63.4.2 Modifying the epoll Interest List: epoll_ctl()
#include <sys/epoll.h>
int epoll_ctl(int epfd, int op, int fd, struct epoll_event *ev);
Returns 0 on success, or -1 on error
- epoll_ctl() modifies the interest list of the epoll instance referred to by the file descriptor epfd.
- fd identifies which of the file descriptors in the interest list is to have its settings modified. It can be a file descriptor for a pipe, FIFO, socket, POSIX message queue, inotify instance, terminal, device, or another epoll descriptor(i.e., we can build hierarchy of monitored descriptors). But fd can’t be a file descriptor for a regular file or a directory(the error EPERM results).
- op specifies the operation to be performed, and has one of the following values:
- EPOLL_CTL_ADD
Add fd to the interest list for epfd. The set of events that we are interested in monitoring for fd is specified in the buffer pointed to by ev. If we attempt to add a file descriptor that is already in the interest list, epoll_ctl() fails with the error EEXIST.
- EPOLL_CTL_MOD
Modify the events setting for the file descriptor fd, using the information specified in the buffer pointed to by ev. If we attempt to modify the settings of a file descriptor that is not in the interest list for epfd, epoll_ctl() fails with the error ENOENT.
- EPOLL_CTL_DEL
Remove fd from the interest list for epfd. ev is ignored for this operation. If we attempt to remove a file descriptor that is not in the interest list for epfd, epoll_ctl() fails with the error ENOENT. Closing a file descriptor automatically removes it from all of the epoll interest lists of which it is a member.
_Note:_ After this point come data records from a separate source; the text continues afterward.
PR #532, opened 2026-09-02
Count Slack protocol pings as socket activity (fixes #498)

### LINKED ISSUE #498: Slack Socket Mode: 60s heartbeat kills healthy idle connections (protocol pings are invisible to onmessage)
## Symptom

On an idle workspace, the Slack client reconnect-loops forever: every ~60s the heartbeat logs `Connection dead (no activity for 60s), reconnecting...`, the reconnect succeeds, hello arrives, then 60 idle seconds later it's executed again. Messages sent during the ~2s reconnect gaps are lost (Socket Mode has no replay). Observed continuously on our production deployment (Bun 1.4.0, AL2023 arm64) from 2026-08-25 02:28 UTC until patched.

## Root cause

`BaseClient`'s heartbeat counts activity only via `updateLastMessageTime()`, which is fed exclusively from `ws.onmessage` — i.e. text frames. An idle Slack Socket Mode connection sends **no text frames at all** after `hello`; it keeps the connection alive with **protocol-level ping frames every ~10s**, which never reach `onmessage`.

- ev is a pointer to a structure of type epoll_event, defined as follows:
struct epoll_event
{
uint32_t events;
epoll_data_t data;
};
- The data field of the epoll_event structure is typed as follows:
typedef union epoll_data
{
void* ptr;
int fd;
uint32_t u32;
uint64_t u64;
} epoll_data_t;
- ev specifies settings for the file descriptor fd as follows:
- events is a bit mask specifying the set of events that we are interested in monitoring for fd(next section).
- data is a union, one of whose members can be used to specify information that is passed back to the calling process(via epoll_wait()) if fd later becomes ready.
#include <stdio.h>
#include <stdlib.h>
#include <sys/epoll.h>
void Exit(char *string)
{
printf("%s\n", string);
exit(1);
}
int main()
{
int epfd = epoll_create(1);
if(epfd == -1)
{
Exit("epoll_create error");
}
struct epoll_event ev;
int fd = 1;
ev.data.fd = fd;
ev.events = EPOLLIN;
if(epoll_ctl(epfd, EPOLL_CTL_ADD, fd, &ev) == -1)
{
Exit("epoll_ctl error");
}
exit(0);
}
The max_user_watches limit
- Because each file descriptor registered in an epoll interest list requires a small amount of non-swappable kernel memory, the kernel provides an interface that defines a limit on the total number of file descriptors that each user can register in all epoll interest lists. The value of this limit can be viewed and modified via max_user_watches, a Linux-specific file in the /proc/sys/fs/epoll directory. The default value of this limit is calculated based on available system memory(see the epoll(7) manual page).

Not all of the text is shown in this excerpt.